Prepare to be roasting — covered in nasty, gooey sweat — today as weather forecasters are predicting the hottest day of the year so far.

Today’s high temperature in Beckley is forecast to reach 89 degrees — and thermometers could easily rise by one degree, said Dave Marsalek, a meteorologist for the National Weather Service in Charleston. Beckley has not officially reached the 90-degree mark at any time during 2007. The hottest temperature recorded this year is 87 degrees on July 9.

“(Today) would be the day,” Marsalek said.

Current hot temperatures are being caused by what is called an upper-level ridge, Marsalek said. These ridges are basically areas of high pressure in the atmosphere’s higher level that cause warmer air to fall to the surface. The ridge is not centered in West Virginia — but the Deep South, rather. The ridge is powerful enough, though, to affect temperatures nationwide.

“Obviously, it’s a very strong one,” he said.

High dewpoints will only aggravate the situation, according to Marsalek.

A dewpoint is the temperature at which air must be cooled for it to become water, or dew, according to Wikipedia. Humans react with discomfort to high dewpoints. Tuesday afternoon’s dewpoint maps from the National Weather Service indicated 75-degree dewpoint temperatures for West Virginia. Dewpoints above 70 degrees are considered “oppressive.”

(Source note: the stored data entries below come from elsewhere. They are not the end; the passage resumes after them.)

PR #1926, opened 2015-11-10
Create Gerrit package

Zetten:
Create a package for the Gerrit code review platform. This package
distributes the gerrit.war file and preseeded config. The bouncycastle
libraries are installed automatically (may not be redistributed
directly), then the Gerrit installation is launched in non-interactive
mode.
----
I'd appreciate some further testing with this - it works pretty well in my case (DS414, armadaxp) but the default config is pretty basic and I think any actual user of this would have to make their own adjustments.


Dr-Bean:
Source on not being allowed to redistribute the Bouncycastle libraries? The [license](http://www.bouncycastle.org/licence.html) doesn't say anything about that.

spk/gerrit/Makefile
```diff
@@ -0,0 +1,54 @@
+SPK_NAME = gerrit
+SPK_VERS = 2.11.4
+SPK_REV = 1
+SPK_ICON = src/gerrit.png
+DSM_UI_DIR = app
+
+DEPENDS = cross/busybox
+SPK_DEPENDS = "JavaManager:git"
```
Dr-Bean: Please add restrictions for models/arches that don't support JavaManager. Use `UNSUPPORTED_ARCHS`, like [this](https://github.com/SynoCommunity/spksrc/blob/master/spk/sonarr/Makefile#L8)

spk/gerrit/Makefile
```diff
@@ -0,0 +1,54 @@
...
+
+MAINTAINER = SynoCommunity
+DESCRIPTION = Gerrit provides web based code review and repository management for the Git version control system.
+ADMIN_PROTOCOL = https
+ADMIN_PORT = 8091
```
Dr-Bean: Can you move out of the 80* range, as per https://github.com/SynoCommunity/spksrc/wiki/SynoCommunity-Used-Ports#how-to-choose-a-port?

spk/gerrit/Makefile
```diff
@@ -0,0 +1,54 @@
...
+LICENSE = Apache 2.0
+HOMEPAGE = "https://gerritcodereview.com"
+
+INSTALLER_SCRIPT = src/installer.sh
+SSS_SCRIPT = src/dsm-control.sh
+FWPORTS = src/${SPK_NAME}.sc
+
+INSTALL_PREFIX = /usr/local/$(SPK_NAME)
+
+#COPY_TARGET = nop
```
Dr-Bean: Remove this please

spk/gerrit/Makefile
```diff
@@ -0,0 +1,54 @@
...
+POST_STRIP_TARGET = gerrit_extra_install
+
+BUSYBOX_CONFIG = usrmng
+ENV += BUSYBOX_CONFIG="$(BUSYBOX_CONFIG)"
+
+GERRIT_WAR_URL="https://gerrit-releases.storage.googleapis.com/gerrit-${SPK_VERS}.war"
+
+include ../../mk/spksrc.spk.mk
+
+.PHONY: gerrit_extra_install
```
Dr-Bean: This looks convoluted. Just create the dirs you need directly in one target, and move the files you have into them where needed.

spk/gerrit/Makefile
```diff
@@ -0,0 +1,54 @@
...
+gerrit_extra_install: $(STAGING_DIR)/bin/gerrit.war $(STAGING_DIR)/etc $(STAGING_DIR)/lib
+	install -m 755 -d $(STAGING_DIR)/app
+	install -m 644 src/app/config $(STAGING_DIR)/app/config
+
+$(STAGING_DIR)/bin/gerrit.war:
+	install -m 755 -d $(STAGING_DIR)/bin
+	wget -nv -c $(GERRIT_WAR_URL) -O $(WORK_DIR)/gerrit-$(SPK_VERS).war
```
Dr-Bean: Move the download to a cross package (example: cross/rutorrent) and add it to DEPENDS.

spk/gerrit/src/dsm-control.sh
```diff
@@ -0,0 +1,65 @@
+#!/bin/sh
+
+# Package
+PACKAGE="gerrit"
+DNAME="Gerrit"
+
+# Others
+INSTALL_DIR="/usr/local/${PACKAGE}"
+PATH="${INSTALL_DIR}/bin:${GIT_DIR}/bin:/usr/local/bin:/bin:/usr/bin:/usr/syno/bin"
```
Dr-Bean: Use `PATH="${INSTALL_DIR}/bin:${GIT_DIR}/bin:${PATH}`

spk/gerrit/src/dsm-control.sh
```diff
@@ -0,0 +1,65 @@
...
+USER="gerrit"
+PID_FILE="${INSTALL_DIR}/logs/gerrit.pid"
+LOG_FILE="${INSTALL_DIR}/logs/error_log"
+
+start_daemon ()
+{
+    su - ${USER} -c "PATH=${PATH} ${INSTALL_DIR}/bin/gerrit.sh start"
```
Dr-Bean: Remove the `-` after `su`

spk/gerrit/src/dsm-control.sh
```diff
@@ -0,0 +1,65 @@
...
+}
+
+stop_daemon ()
+{
+    su - ${USER} -c "PATH=${PATH} ${INSTALL_DIR}/bin/gerrit.sh stop"
```
Dr-Bean: See previous comment

spk/gerrit/src/gerrit.config
```diff
@@ -0,0 +1,24 @@
...
+[index]
+    type = LUCENE
+[auth]
+    type = OPENID
+[sendemail]
+    enable = false
+    smtpServer = localhost
+[container]
+    user = gerrit
+    javaHome = /volume1/@appstore/JavaManager/Java/jre
```
Dr-Bean: JavaManager, just as other packages, aren't always installed on `volume1`.

spk/gerrit/src/installer.sh
```diff
@@ -0,0 +1,133 @@
...
+# Package
+PACKAGE="gerrit"
+DNAME="Gerrit"
+
+# Others
+INSTALL_DIR="/usr/local/${PACKAGE}"
+SSS="/var/packages/${PACKAGE}/scripts/start-stop-status"
+JAVA_DIR="/var/packages/JavaManager/target/Java/jre"
+GIT_DIR="/usr/local/git"
+PATH="${INSTALL_DIR}/bin:${GIT_DIR}/bin:${JAVA_DIR}/bin:/usr/local/bin:/bin:/usr/bin:/usr/syno/bin"
```
Dr-Bean: Same as earlier comment

spk/gerrit/src/installer.sh
```diff
@@ -0,0 +1,133 @@
...
+BOUNCYCASTLE_SSL_URL="http://www.bouncycastle.org/download/bcpkix-jdk15on-${BOUNCYCASTLE_VER}.jar"
+
+#SYNO_GROUP
+#SYNO_GROUP_DESC
+
+DEFAULT_PLUGINS="download-commands review"
+
+preinst ()
+{
+	exit 0
```
Dr-Bean: Formatting: Change all tabs to (4) spaces in this file.

spk/gerrit/src/installer.sh
```diff
@@ -0,0 +1,133 @@
...
+{
+	# Link
+	ln -s ${SYNOPKG_PKGDEST} ${INSTALL_DIR}
+
+	# Install busybox stuff
+	${INSTALL_DIR}/bin/busybox --install ${INSTALL_DIR}/bin
+
+	if [ "${SYNOPKG_PKG_STATUS}" != "UPGRADE" ]; then
+		# Create user
+		adduser -h ${INSTALL_DIR} -g "${DNAME} User" -G ${GROUP} -s /bin/sh -S -D ${USER}
```
Dr-Bean: Move outside of the if-statement please

spk/gerrit/src/installer.sh
```diff
@@ -0,0 +1,133 @@
...
+
+		# Install prerequsite libraries
+		wget -nv -c "$BOUNCYCASTLE_PROVIDER_URL" -O "${SYNOPKG_PKGDEST}/lib/bcprov-jdk15on-${BOUNCYCASTLE_VER}.jar"
```
Dr-Bean: No downloads on install time.

spk/gerrit/src/installer.sh
```diff
@@ -0,0 +1,133 @@
...
+		wget -nv -c "$BOUNCYCASTLE_SSL_URL" -O "${SYNOPKG_PKGDEST}/lib/bcpkix-jdk15on-${BOUNCYCASTLE_VER}.jar"
+
+		# Correct the file ownership
```
Dr-Bean: You're already doing this outside of the if-statement, which is a good thing. No need to do it twice.

spk/gerrit/src/installer.sh
```diff
@@ -0,0 +1,133 @@
...
+		chown -R ${USER}:${GROUP} ${SYNOPKG_PKGDEST}
+
+		# Install Gerrit and initialise secondary index (if upgrading, do this after restoring working data in postupgrade)
+		su - ${USER} -c "PATH=${PATH} java -jar ${SYNOPKG_PKGDEST}/bin/gerrit.war init --batch --no-auto-start --site-path=${SYNOPKG_PKGDEST} --install-plugin=download-commands --install-plugin=reviewnotes --install-plugin=singleusergroup --install-plugin=replication"
```
Dr-Bean: - Same comment as earlier (`su -` -> `su`)
- Replace ${SYNOPKG_PKGDEST} with ${INSTALL_DIR}

spk/gerrit/src/installer.sh
```diff
@@ -0,0 +1,133 @@
...
+		su - ${USER} -c "PATH=${PATH} java -jar ${SYNOPKG_PKGDEST}/bin/gerrit.war reindex --site-path=${SYNOPKG_PKGDEST}"
```
Dr-Bean: Same as previous comment

spk/gerrit/src/installer.sh
```diff
@@ -0,0 +1,133 @@
...
+
+		# Change pid check
+		sed -i "s#ps -p \$PID#ls /proc/\$PID#" ${SYNOPKG_PKGDEST}/bin/gerrit.sh
+
+		# Add firewall config
```
Dr-Bean: Move outside of if-statement please.

spk/gerrit/src/installer.sh
```diff
@@ -0,0 +1,133 @@
...
+
+preupgrade ()
+{
+	# Stop the package
+	${SSS} stop > /dev/null
+
+	# Save all the working data
+	rm -fr ${TMP_DIR}/${PACKAGE}
+	mkdir -p ${TMP_DIR}/${PACKAGE}
+	for D in data db etc git index lib logs plugins; do
```
Dr-Bean: I can see this causing problems in the future. Instead of doing this, can you put all the content you want to keep in `${INSTALL_DIR}/var` (or ${INSTALL_DIR}/etc` for files that can't be changed), and create a backup of that.

spk/gerrit/src/installer.sh
```diff
@@ -0,0 +1,133 @@
...
+		mkdir -p ${INSTALL_DIR}/${D}
+		mv ${TMP_DIR}/${PACKAGE}/${D}/* ${INSTALL_DIR}/${D}/
+	done
+	rm -fr ${TMP_DIR}/${PACKAGE}
+
+	# Correct the file ownership
+	chown -R ${USER}:${GROUP} ${SYNOPKG_PKGDEST}
+
+	# Re-init and reindex
+	su - ${USER} -c "PATH=${PATH} java -jar ${SYNOPKG_PKGDEST}/bin/gerrit.war init --batch --no-auto-start --site-path=${SYNOPKG_PKGDEST} --install-plugin=download-commands --install-plugin=reviewnotes --install-plugin=singleusergroup --install-plugin=replication"
```
Dr-Bean: This is mostly already included in postinst(), so just use that. Besides, if you restore the db and index, why reindex?

spk/gerrit/src/installer.sh
```diff
@@ -0,0 +1,133 @@
...
+	su - ${USER} -c "PATH=${PATH} java -jar ${SYNOPKG_PKGDEST}/bin/gerrit.war reindex --site-path=${SYNOPKG_PKGDEST}"
+
+	# Change pid check
+	sed -i "s#ps -p \$PID#ls /proc/\$PID#" ${SYNOPKG_PKGDEST}/bin/gerrit.sh
```
Dr-Bean: Already done as part of postinst(), but you'll need to move it outside of the if-statement.

Dr-Bean:
First walkthrough, added some comments.
Could you please trim and resize the icon to 256*256 please?

Nice start :)

spk/gerrit/Makefile
Zetten: Is there any easy way to figure out exactly what the value of `UNSUPPORTED_ARCHS` should be?

spk/gerrit/src/installer.sh
Zetten: Gerrit's init/reindex process includes handling of schema upgrades, which is pretty important. You're right that it should be handled by the same call in postinst, but that is actually called before postupgrade so the necessary have not been restored yet... Any idea how best to tackle that?

spk/gerrit/src/installer.sh
Zetten: The installation of Gerrit is greatly simplified by dumping everything into what it calls the $SITE_PATH which is then effectively managed by the 'init' call (e.g. an upgrade is handled by calling 'init' on an existing install directory).

I'll see how much of this can be configured, but I've left it as-is for now.

spk/gerrit/Makefile
Zetten: Since Gerrit needs several files downloaded (but not extracted or compiled or anything) I made the cross/gerrit Makefile slightly more complex than the other projects in there. It's not _too_ bad but I'm guessing there's probably a better way to do this - any hints?

Zetten:
Right, I finally got another chance to look at this! Thanks very much for the comments; I've made most of the requested changes and amended accordingly.

Still to do:
* Fix the icon
* Double-check behaviour of postinst/postupgrade (I think it's ok though)

Any further suggestions would be appreciated though :smile:

spk/gerrit/src/dsm-control.sh
```diff
@@ -0,0 +1,65 @@
...
+# Others
+INSTALL_DIR="/usr/local/${PACKAGE}"
+PATH="${INSTALL_DIR}/bin:${GIT_DIR}/bin:${PATH}"
+USER="gerrit"
+PID_FILE="${INSTALL_DIR}/logs/gerrit.pid"
+LOG_FILE="${INSTALL_DIR}/logs/error_log"
+
+start_daemon ()
+{
+    su ${USER} -c "PATH=${PATH} ${INSTALL_DIR}/bin/gerrit.sh start"
```
cytec: where is that file? did i oversee it?

Zetten: This file comes from the gerrit package itself and is created/overwritten by the init call. It's pretty much just a standard initscript in terms of format, but it sets up a bunch of config variables and stuff before launching the executable .war.

After init we have to sed a line in there during postinst, since it makes use of a `ps` arg format unsupported by DSM. Fortunately the start-stop-status commands all seem to work fine after this though, so just passing through to the Gerrit script saves a whole bunch of work.

Zetten:
FWIW, I did consider that the 'correct' way of creating this package might actually be to run the `java -jar gerrit.war init` during the packaging process, and collect the result.

But that has more than a few downsides, and would be significantly more complex than just delegating to Gerrit's own init process:
* The build infrastructure would need Java available
* The init call generates some crypto keypairs, which would need to be stripped and re-generated/restored during installation
* The init call takes care of database schema upgrades, which would need to be re-run on an existing installation anyway

spk/gerrit/src/dsm-control.sh
cytec: Was just asking because it isn't listed in `cross/gerrit` PLIST and the digests file also only refers to the .war file ...

Zetten: I may have misunderstood the purpose of the various manifests and makefiles... What's the best procedure for a package like this, where the actual SPK contains only a limited subset of what's required to run the application (but is automatically bootstrapped into the full application)?

The Gerrit install/upgrade process is not great from the packaging side, I admit... This 'init after install' approach is roughly what is used by the semi-official deb/rpm packages though: https://gerrit.googlesource.com/gerrit-installer/+/refs%2Fheads%2Fmaster

Safihre:
@Zetten Are you still willing to work on getting this package in SynoCommunity?
If so, let us know, otherwise we will close this PR at some point to keep a better overview of work-in-progress 📝

Zetten:
@Safihre I'm happy to try to keep it moving. I guess I should start looking at the DSM 6 work to see what the general pattern is... is there a reference package for inspiration?

Although I would probably wait until the upcoming Gerrit 2.15 release before working on it properly. There is a bit of rejigging regarding database use and storage, so it may get slightly easier to manage.

Safihre:
The simplest packages are `mosquitto`, but more "advanced" ones are for example NZBGet package where there are also upgrade and special install steps included.

hgy59:
closed due to inactivity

“It will make it difficult to stay cool,” Marsalek said. “It will be uncomfortable because sweat does not evaporate as quickly.”

Marsalek noted there is always a risk of pop-up thunderstorms because of high moisture in the air combined with heat. But, having the ridge in place inhibits thunderstorm development.

“Which factor is going to win?” he said. “I wouldn’t count on seeing (a thunderstorm), but never say never.”

Marsalek advised anyone going outside in today’s heat to drink plenty of water. Although Beckley may have some cloud cover to help, he said those outside should still take plenty of breaks and avoid too many drinks with caffeine and sugar.

“Just drink straight-up water,” he said.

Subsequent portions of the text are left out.